Actually, both types of problems are being taught in our high schools today. (In fact, more calculus and college-level math, such as linear algebra, is being taught in high schools today than has been taught in the American public schools ever before.) It would be more fair to compare that final stats problem in IMP to the final problem given to a student from the 1930s who wasn't on the "calculus track". I'd be happy to be proven wrong, but I'd guess that the IMP problem better serves the population of students who does not continue with math courses than whatever used to be taught.

Unfortunately, though, students who only use the four year IMP aren't getting calculus. I'm concerned that readiness for high school calculus a la Dolciani is declining with the rise of Reform Math, and being replaced by what some mathematicians call "cookbook calculus" (and cookbook linear algebra?): calculus without the proofs and the deep understanding of limits, etc.

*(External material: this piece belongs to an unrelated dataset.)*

PR #3473, opened 2026-04-20
feat: Expose `BuildSystemPromptOptions` on `before-agent-start` event.

### LINKED ISSUE #3463: [feature request] Populate the `before_agent_start` event with structured data for system prompt construction instead of the raw string

Include structured data containing all of the elements used to populate the system prompt, instead of or in addition to the fully assembled `event.systemPrompt` string.

If y'all decide what I'm describing here has value, I'm happy to make a PR myself.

Wrt to the ideal ratio of statistics to calculus in high school math:

I wish ALL students (with rare exceptions - obviously the kids who can't add would be better off learning addition) would get what is considered a one semester college course in statistics (for non-STEM majors) in middle school (really, it's not too hard for middle school if you spread it out over a year instead of a semester). But, high school would be fine too. Calculus... more optional. As long as kids have a thorough preparation in algebra, trig, and geometry, they can take calculus in college and still be fine, even if they're majoring in engineering.

But ALL kids will be allowed to vote once they turn 18 and do other important stuff that requires an understanding of statistics, and studies have shown that even the majority of medical doctors have very little understanding of statistics (e.g. how the percentages of false positives and false negatives impact the meaning of diagnostic test outcomes).